O principal risco à frente relaciona-se ao estímulo fiscal e seu impacto sobre o fechamento do hiato. No entanto, seguimos prevendo que a inflação não acelerará de forma significativa a ponto de causar elevação da taxa de juros ao longo dos próximos dois anos e meio ao menos.

Comentários:

O índice de inflação ao consumidor nos EUA (CPI) teve leitura em linha com o esperado no headline (0.4%), mas abaixo da expectativa no subjacente (0.1% vs. 0.2%) em fevereiro.

Por dentro da leitura subjacente, nota-se leitura negativa na parte de bens, com queda de -0.2% (YoY: 1.3%), puxado pela queda de vestuário, automóveis e bens médicos, principalmente.

Já a parte de serviços subjacente acelerou para 0.2%, maior leitura dos últimos meses e puxando o YoY para 1.3%. Houve aceleração da inflação de moradia e novamente +0.5% em serviços médicos, que avança para 3% YoY. Serviços de transporte voltaram a registrar queda, puxada essencialmente por tarifas aéreas, enquanto seguros aceleraram 0.7% após avanço de 1.6% no mês passado.

Na métrica QoQ anualizada, vemos desaceleração do índice subjacente para 0.71%, menor patamar desde o segundo trimestre do ano passado.

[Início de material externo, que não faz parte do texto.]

PR #359, opened 2019-11-06
Provide deterministic way to await for async disposal

AArnott:
This fixes up a regression from #352 that came from the fact that `JsonRpc.Dispose()` would return prior to full disposal of the `IJsonRpcMessageHandler` behind it. A VS unit test caught this when it asserted the named pipe was closed after Dispose() and it started failing after my last change.

The plan here is still that Dispose() will not block, but the `JsonRpc.Completion` property will now capture the async closure of the message handler where it didn't before.

Part of full fix for #350


davidfowl:
Too much continue with in this PR. Needs more async await

AArnott:
Thanks for reviewing, @davidfowl. I prefer async/await, but I used `ContinueWith` here because I didn't want to define separate methods for each of these one-line delegates, and seeing how they are all scheduled to depend on each other is clearer with 3 consecutive ContinueWith lines than spread out across several methods that would all start with "await something else".

davidfowl:
😢

PR #815, opened 2023-04-01
Backfill test for using `=>` as an operator in Elm <= 0.18

avh4:
As follow-up to https://github.com/avh4/elm-format/pull/809, this adds a test to ensure compatibility with Elm <= 0.18


avh4:
@kutyel FYI adding the test we discussed on Slack

PR #832, opened 2025-06-15
Fix arrow indentation in case patterns with comments

### LINKED ISSUE #824: Formatting produces invalid code when comment is in pattern of a case expression
When introducing a comment in a pattern in a case expression, `elm-format` will reformat it like the following:
```elm
value =
    case x of
        A
            -- comment
            ()
        ->
            1

        B
        -- comment
        ->
            1
```

Here, both branches are considered to be a syntax error. The `->` needs to be indented by at least one space (or move to after the `()` in the first pattern).
(more complete example: https://ellie-app.com/rHrcvrMP88Ha1)

sandydoo:
Fixes #824.

The example from the issue would be formatted as follows. Case A looks a little funky to me, but I couldn't find any existing examples of a multi-line pattern match with comments and associated data. The arrows stay in one column though, so that's good.

```elm
value =
    case x of
        -- A
        A
            -- B
            ()
            ->
                1

        -- C
        B
        -- D
            ->
                1
```

### DIFF
--- a/elm-format-lib/src/ElmFormat/Render/Box.hs
+++ b/elm-format-lib/src/ElmFormat/Render/Box.hs
@@ -1527,10 +1527,10 @@ formatExpression elmVersion importInfo aexpr =
                                    , indent body'
                                    ]
                         (_, _, pat', body') ->
-                            stack1 $
+                            stack1
                               [ pat'
-                              , line $ keyword "->"
-                              , indent body'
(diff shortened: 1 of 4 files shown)


avh4:
Perfect, thank you!  I think I can do the release on Weds.

avh4:
@sandydoo FYI I published the 0.8.8 release on github and on npm

PR #841, opened 2026-06-07
Relax upper bound on optparse-applicative

turboMaCk:
This simply relaxes upper bound on optparse-applicative. No additional changes needed. This makes it possible to build elm-format in more stackage snapshots and removes need for jailbreak in nixpkgs

https://github.com/NixOS/nixpkgs/pull/529072

As a side note - I would consider dropping hpack - it has many problems, is considered legacy and doesn't generate cabal files for this project correctly.

### DIFF
--- a/dev/build.sh
+++ b/dev/build.sh
@@ -1,4 +1,4 @@
-#!/bin/bash
+#!/usr/bin/env bash
 set -euo pipefail
 
 (cd Shakefile && hpack)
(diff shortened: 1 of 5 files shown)


elm-format.cabal
```diff
@@ -70,7 +70,6 @@ test-suite elm-format-tests
       ElmFormat.CliFlags
       ElmFormat.Messages
       ElmFormat.Version
-      Build_elm_format
```
turboMaCk, line 73: hpack decided to remove this. It seems to be not needed.

dev/build.sh
```diff
@@ -1,4 +1,4 @@
-#!/bin/bash
+#!/usr/bin/env bash
```
turboMaCk, line 1: this makes build script more portable

PR #234, opened 2020-08-23
Added Scp173.TurnedPlayers and Scp096.TurnedPlayers, fixed the tutorial can trigger 096 config option

Cyanox62:


iRebbok:
You haven't to ignore the warnings in `.editorconfig`, it'll violate our code conventions.
@Cyanox62 Please remove that from `.editorconfig`.

Cyanox62:
I accidentally added to the editor config, the last two commits removed the changes.

Exiled.API/Features/Scp096.cs
```diff
@@ -16,5 +18,10 @@ public class Scp096
         /// Gets or Sets a value indicating the max shield amount Scp096 can have.
         /// </summary>
         public static float MaxShield { get; set; } = 500;
+
+        /// <summary>
+        /// Gets a list of player ids who will be turned away from SCP-096.
+        /// </summary>
+        public static List<int> TurnedPlayers { get; private set; } = new List<int>();
```
galaxy119, line 25: Since the ghostmode patch already uses player objects for 173's shouldRotate stuff, why is this a List<int> instead of a List<Player> ?

Exiled.API/Features/Scp173.cs
```diff
@@ -0,0 +1,22 @@
...
+
+    /// <summary>
+    /// A set of tools to modify SCP-173's behaviour.
+    /// </summary>
+    public static class Scp173
+    {
+        /// <summary>
+        /// Gets a list of player ids who will be turned away from SCP-173.
+        /// </summary>
+        public static List<int> TurnedPlayers { get; private set; } = new List<int>();
```
galaxy119, line 20: Same as above

Exiled.API/Features/Scp096.cs
Cyanox62: A List instead of a List? I don't understand what you're saying.

galaxy119: Thanks github very cool..

I meant to ask, why is it a List int 
instead of a List Player

Cyanox62: I figured I'd make it a `List<int>` since `TargetGhosts` was also an int. I'll change them both though.

PR #241, opened 2020-08-29
Fixed rld plugins command

gamehunt:
I found out that the "rld plugins" command is not working correctly. Here is the fixed version

### DIFF
--- a/Exiled.Loader/Loader.cs
+++ b/Exiled.Loader/Loader.cs
@@ -242,12 +242,16 @@ namespace Exiled.Loader
                     plugin.Config.IsEnabled = false;
 
                     plugin.OnDisabled();
+
+                    plugin.OnUnregisteringCommands();
                 }
                 catch (Exception exception)
                 {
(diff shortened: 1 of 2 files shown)


Exiled.Loader/Loader.cs
```diff
@@ -242,13 +242,17 @@ public static void ReloadPlugins()
                     plugin.Config.IsEnabled = false;
 
                     plugin.OnDisabled();
+
+                    plugin.OnUnregisteringCommands();
```
galaxy119, line 246: I'd recommend unregistering commands before calling OnDisabled(), simple because OnDisable could null objects or instances of classes that the commands need to use, and if (albiet unlikely), the OnDisable() call is made, and then a plugin command is invoked before OnUnregisteringCommands() is called, it could cause a nullref etc.

It's **extremely** unlikely, but might aswell be safe than sorry.

gamehunt: Fixed, also changed that in DisablePlugins() method

PR #245, opened 2020-09-03
Fixed Player.IsZooming property and added API for weapon attachments

gamehunt:


galaxy119:
Why not replace the switch-cases for the enum into string parsing to just ``enum.ToString()`` ? Will that not work and look much neater?

gamehunt:
enum.ToString() will produce names like BlueDot, Sniper e.t.c, Isnt it? We need to get names like Blue Dot Sight or Sniper Scope, because game stores mods like that. I think using switch-case in this situation is much simpler than splitting camel case. Correct me if it can be done only with ToString(), my c# knowledge is rather poor

galaxy119:
For getting the modifications, you can do something like:
```
string modName = wep.mod_barrels[weapon.modBarrel].name.Replace(" ", string.Empty);
return (BarrelType)Enum.Parse(typeof(BarrelType), modName);
```
instead of
```
switch (wep.mod_barrels[weapon.modBarrel].name)
{
    case "Suppressor":
        return BarrelType.Suppressor;
    case "Silencer":
        return BarrelType.Silencer;
    case "Muzzle Brake":
        return BarrelType.MuzzleBrake;
    case "Heavy Barrel":
        return BarrelType.HeavyBarrel;
    case "Muzzle Booster":
        return BarrelType.MuzzleBooster;
 }
```
If the enum names are made to match the string of mod_x[weapon.modX].name

For setting them, you can basically do this in reverse like so:
```
public static string SplitCamelCase(this string input)
{
    return System.Text.RegularExpressions.Regex.Replace(input, "([A-Z])", " $1", System.Text.RegularExpressions.RegexOptions.Compiled).Trim();
}
```

Then convert the enum tostring like so:
```
string modName = BarrelType.MuzzleBreak.ToString().SplitCamelCase();
```

But again, would only work if all of the Enum names were made to match the string names used by base-game for mods.

For now, I'll accept the PR so this is in the next beta release (which will be done shortly), but I would recommend testing out these changes and implementing them in the future, as it will make the code look much cleaner.

PR #246, opened 2020-09-08
Events for workstation Activation/Deactivation and Weapon attachments code cleanup

gamehunt:
I've also made DisabledPatches HashSet for situations when two or more plugins want to disable single patch.


Exiled.Events/Events.cs
```diff
@@ -53,9 +53,9 @@ private Events()
         public static Events Instance => LazyInstance.Value;
 
         /// <summary>
-        /// Gets a list of types and methods for which EXILED patches should not be run.
+        /// Gets a set of types and methods for which EXILED patches should not be run.
         /// </summary>
-        public static List<MethodBase> DisabledPatches { get; } = new List<MethodBase>();
+        public static HashSet<MethodBase> DisabledPatches { get; } = new HashSet<MethodBase>();
```
galaxy119, line 58: This is a plugin breaking change.

While breaking changes are not always rejected, it's highly recommended to re-write things in a way that new features won't break existing plugins, and then marking the old one with the [Obsolete()] attribute, so that it still exists and functions for a few Exiled versions before being removed, to give plugins time to update to the new method.

In this case, a simple work around for this would be add the HashSet ontop of the List, change the processing of disabling patches to add each element in the now Obsolete list, to the hashset, and then use the hashset to disable the patches.

The list would then get marked with an attribute
```
[Obsolete("Use DisabledPatchHashSet instead.")]
List<MethodBase> DisabledPatches { get; } = new List<MethodBase>();
HashSet<MethodBase DisabledPatchHashSet { get; } = new HashSet<MethodBase();
```
That way using either one will work for plugins to disable patches, without breaking plugins that already exist and use the List<> version.
After a few releases, the obsolete List<> can then be removed with less risk of breaking plugins.

Exiled.Events/Patches/Events/Player/ActivatingWorkstation.cs
```diff
@@ -0,0 +1,65 @@
...
+        private static bool Prefix(WorkStation __instance, GameObject tabletOwner)
+        {
+            try
+            {
+                if (!__instance.CanPlace(tabletOwner) || __instance._animationCooldown > 0f)
+                {
+                    return false;
+                }
+
+                global::Inventory component = tabletOwner.GetComponent<global::Inventory>();
```
galaxy119: While not a problem, global:: declarations aren't necessary in C#, and usage of it doesn't really match the code style of the rest of the project.

This will not contribute to rejection of the PR, just merely an informational comment that you don't need to define global::

gamehunt: Oops, didn't notice this when deleting dnspy ​​stuff.

gamehunt: Accidentally copied it it from dnspy, fixed in 2fc1f4f

Exiled.Events/Events.cs
gamehunt: Fixed

PR #249, opened 2020-09-10
replace Scp173::TurnedPlayers with HashSet

iRebbok:
Replaced as in Scp096 in favor of performance.

Note: this is a breaking change, all plugins that used it need to be recompiled.


galaxy119:
Since this variable was added in a beta release, the breaking change can be done without needing to obsolete the original.

PR #254, opened 2020-09-21
Improve the updater version checker

iRebbok:
So, currently we have to notify people of the re-release to update a server. It can be inconvenient, especially on hosting platforms such as exiled hosting, because literally not all people know how to install Exiled manually.

This PR plans to fix it, including things:
- Comparison of the commit with the current version and the release version, and if the release commit was made earlier, then it updates Exiled.
- Refactoring the Updater code:
    - to use a thread instead of a task.
    - to separate the code that works with the GitHub API.


iRebbok:
At the moment I've decided that I wouldn't implement version checking with a commit because it's hard from the API side because for that I need to execute 3 requests (get all releases, get all tags, get a tag commit) and those are all unauthorized request, i.e. GH ratelimit goes brrr after some server restarts.

PR #258, opened 2020-10-02
Fixed Map.StartDecontamination()

gamehunt:
`DecontaminationController.Singleton.NetworkRoundStartTime = -1f;` will prevent client from useless updates (it wont do time/decontamination broadcasts and update timer after forced decontamination). There are no side-effects, because that var is not used anywhere except of DecontaminationController.


iRebbok:
Next time use fast-forward if you wanna merge into an exiled branch

PR #260, opened 2020-10-02
Added properties and methods to Player.cs & Map.cs

SebasCapo:
- Optimized Map.GetRandomSpawnPoint() method.

- Player.RemoteAdmin, Player.IsJumping & Player.MoveState properties.

- Map.ShowHint() method to show a hint to all players.


Exiled.API/Features/Map.cs
```diff
@@ -139,7 +167,14 @@ public static void Broadcast(ushort duration, string message, global::Broadcast.
         /// <returns>Returns the spawn point <see cref="Vector3"/>.</returns>
         public static Vector3 GetRandomSpawnPoint(this RoleType roleType)
         {
-            GameObject randomPosition = Object.FindObjectOfType<SpawnpointManager>().GetRandomPosition(roleType);
+            GameObject randomPosition;
+
+            if (spawnpointManager == null)
```
iRebbok, line 172: Don't assume that this works as expected, because after the scene change, the cached component isn't disposed and when we try to get a GameObject of that component we'll get a NRE.

You've to reset that component every restart round.

Exiled.API/Features/Map.cs
```diff
@@ -127,6 +129,32 @@ public static void Broadcast(ushort duration, string message, global::Broadcast.
...
+        /// </summary>
+        /// <param name="duration">The duration in seconds.</param>
+        /// <param name="message">The message that will be broadcast (supports Unity Rich Text formatting).</param>
+        public static void ShowHint(float duration, string message)
+        {
+            foreach (Player player in Player.List)
+            {
+                player.ShowHint(message, duration);
+            }
+        }
```
iRebbok, line 143: Two methods, why? I prefer `ShowHint(string, float)` as in the player class.

iRebbok (changes requested):

Exiled.API/Features/Map.cs
SebasCapo: Was trying to go for more flexibility, I was thinking of maybe requesting a change for ShowHint on the Player class, since there's not much of a reason for ShowHint to have a different Syntax from the Broadcast method, but that may be better to be discussed on the Discord chat. :p

Exiled.API/Features/Map.cs
SebasCapo: Didn't know that! Will revert it back if I don't find any workaround.

Exiled.API/Features/Map.cs
iRebbok: I really don't like implementing a method with a different order of the same arguments. This may be confusing for a developer as you can see the issue https://github.com/galaxy119/EXILED/issues/112

iRebbok (approved):

PR #262, opened 2020-10-04
Get current room fix

ArithFeather:
This should fix the issue with GetCurrentRoom returning new rooms.


iRebbok (approved):
Great job! But configure your ReSharper so that it doesn't make useless changes that create diff noise next time.

PR #263, opened 2020-10-04
Adding pocket dimension room + Fix outside/Map room getter

ArithFeather:
Using SECTR_Sector ensures it will get all rooms (Including pocket dimension).
Added error for calling Map.Room before rooms are created.
Added pocket dimension enums and setter for Room.Type().
Fixed the surface transform, need to use "Outside" because that's the correct transform for the surface.

### DIFF
--- a/Exiled.API/Features/Map.cs
+++ b/Exiled.API/Features/Map.cs
@@ -74,7 +74,7 @@ namespace Exiled.API.Features
                     if (roomTransforms.Count == 0)
                     {
                         ListPool<Transform>.Shared.Return(roomTransforms);
-                        throw new NullReferenceException("Plugin is trying to access Rooms before they are created.");
+                        throw new InvalidOperationException("Plugin is trying to access Rooms before they are created.");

Com a passagem da pandemia, esperamos manutenção da volatilidade dos indicadores de inflação (como sustentado pelo FED).

O principal risco à frente relaciona-se ao estímulo fiscal e seu impacto sobre o fechamento do hiato. No entanto, seguimos prevendo que a inflação não acelerará de forma significativa a ponto de causar elevação da taxa de juros ao longo dos próximos dois anos e meio ao menos.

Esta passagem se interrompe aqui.